# Can bank's take an amount of redress owed off morgage balance?



## Catwoman (19 Nov 2017)

Does anyone know can the banks take a significant amount of interest overcharged in the tracker examination off your morgage balance without your consent and just offer you redress on the balance?


----------



## Brendan Burgess (19 Nov 2017)

Hi Catwoman 

If you were overcharged €10,000 interest, it would be something like: 
€7,000 overpaid by you 
€3,000 too high a mortgage balance. 

So to put you back in the position, you should have been, you would get the overpayment of €7,000 back, and the balance would be reduced by €3,000. 

If you were overcharged €10,000, but you were €30,000 in arrears, then the correct approach was to set the €10,000 overpayment against the balance and you would get no refund.

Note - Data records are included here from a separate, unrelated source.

PR #552, opened 2019-09-12
[RFC] New protected TLV format proposal

utzig:
Updates the protected TLV specification to have their own TLV info struct, to ease hashing without having to skip parts of the image, while adding the ability to append new non-protected TLVs.

### DIFF
--- a/docs/design.md
+++ b/docs/design.md
@@ -72,6 +72,9 @@ struct image_header {
     uint32_t _pad1;
 };
 
+#define IMAGE_TLV_INFO_MAGIC        0x6907
+#define IMAGE_TLV_PROT_INFO_MAGIC   0x6908
+
 /** Image TLV header.  All fields in little endian. */
 struct image_tlv_info {
     uint16_t it_magic;
@@ -111,9 +114,10 @@ Optional type-length-value records (TLVs) containing image metadata are placed
 after the end of the image.
 
 The `ih_protect_tlv_size` field indicates the length of the protected TLV area.
-If dependency TLVs are present then the TLV info header and the dependency TLVs
-are also protected and have to be included in the hash calculation. Otherwise
-the hash is only calculated over the image header and the image itself. In this
+If protected TLVs are present then a TLV info header with magic equal to
+`IMAGE_TLV_PROT_INFO_MAGIC` must be present and the protected TLVs (plus the
+info header itself) have to be included in the hash calculation. Otherwise the
+hash is only calculated over the image header and the image itself. In this
 case the value of the `ih_protect_tlv_size` field is 0.
 
 The `ih_hdr_size` field indicates the length of the header, and therefore the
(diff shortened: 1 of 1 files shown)


d3zd3z:
So, my concern with not having the header describe the length of the protected header is that it then seems like it might be easier to just remove the protected header. Not specifying what the length of the trailer is makes us susceptible to a length-extension attack (well, maybe, but it makes me leery). A flag that indicates that a protected trailer must be present is a bit better. Having the length also makes it a little easier to find the unprotected trailer.

utzig:
> So, my concern with not having the header describe the length of the protected header is that it then seems like it might be easier to just remove the protected header.

Yes, that is a good point; it would still require the image creator to release a correctly signed version with the same header information, and no protected trailers, and then later release an update with the protected trailers added for it to be possible for someone to just remove them, no?

Anyway I think it's fine to leave the protected length in the header (and I don't need to update the proposal!).

docs/design.md
```diff
@@ -874,22 +881,15 @@ producing signed images, see: [signed_images](signed_images.md).
...
 
-If the TLV area contains dependency TLV entries, then these are required to be
+If the TLV area contains protected TLV entries, by beginning with a `struct
+image_tlv_info` with a magic value of `IMAGE_TLV_PROT_INFO_MAGIC` then the
+data of those TLVs with size given by `ih_protect_tlv_size` must also be
 integrity and authenticity protected. In this case the SHA256 has to be
-calculated over not just the image header and the image but also the TLV info
-header and the dependency TLVs.
+calculated over not just the image header and the image but also the TLV
+info header and the dependency TLVs.
```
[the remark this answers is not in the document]
utzig: The text was update to clarify the issue.

docs/design.md
```diff
@@ -898,9 +903,11 @@ A +---------------------+
...
   | TLV area            |
   | +-----------------+ |
-  | | TLV area header | | <- struct image_tlv_info
+  | | TLV area header | | <- struct image_tlv_info (optional)
   | +-----------------+ |
-  | | Dependency      | | <- Dependency entry (struct image_tlv)
+  | | Protected TLVs  | | <- Protected TLVs (struct image_tlv)
+  | +-----------------+ |
+  | | TLV area header | | <- struct image_tlv_info
 B | +-----------------+ |
```
tamasban: Should not be B in line 909? The unprotected TLV header should not be included.

docs/design.md
```diff
@@ -898,9 +903,11 @@ A +---------------------+
   +---------------------+
   | TLV area            |
   | +-----------------+ |
-  | | TLV area header | | <- struct image_tlv_info
+  | | TLV area header | | <- struct image_tlv_info (optional)
```
tamasban: might put also the protected TLV area header magic here

docs/design.md
```diff
@@ -898,9 +903,11 @@ A +---------------------+
...
   | +-----------------+ |
-  | | Dependency      | | <- Dependency entry (struct image_tlv)
+  | | Protected TLVs  | | <- Protected TLVs (struct image_tlv)
+  | +-----------------+ |
+  | | TLV area header | | <- struct image_tlv_info
```
tamasban: might put also the unprotected TLV area header magic here

docs/design.md
utzig: Yes, thanks for point this out! Fixed.

docs/design.md
utzig: Done.

docs/design.md
utzig: Done.

utzig:
Thanks for the reviews, I added this commit to #551, and will add reviewers when implementation is done.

You will find a full explanation here: 

*Calculating the refund when a tracker is restored*


----------



## Sadhbs (19 Nov 2017)

If your mortgage is not in arrears will the bank give a cheque for the refund or will they automatically pay the refund of overcharged interest against the mortgage balance?


----------



## Brendan Burgess (19 Nov 2017)

If you were overcharged €10,000 interest, it would be something like:
€7,000 overpaid by you
€3,000 too high a mortgage balance.


----------



## tigger45 (21 Nov 2017)

if the bank treated the excess interest charged as overpayment couldnt that have a higher benefit to the customers?
not at low levels of overcharge, but for those of us with high overpays and long time periods?
why is this not an option?


----------



## Brendan Burgess (21 Nov 2017)

Hi tigger 

I don't understand your point.

The principle is fairly simple.

Although the interest overcharged was €10,000, the person only overpaid €7,000. So that is all that they should get back in a refund. 

Brendan


----------



## tigger45 (5 Dec 2017)

My question was this, if you overpaid your interest over a number of yrs, say 5, at a rate of €500 per month you would entitled to 30k overpayment returned but if it was treated as an overpayment on the principal for 5 yrs it's potential impact is to reduce your mortgage by 50 - 60k, isn't it? 
I'd imagine the banks don't want to do this but it starts to look more fair if they do.


----------



## RedOnion (5 Dec 2017)

Hi Trigger, that's what they're effectively doing. As part of the redress they're calculating interest on the overcharged amount.


----------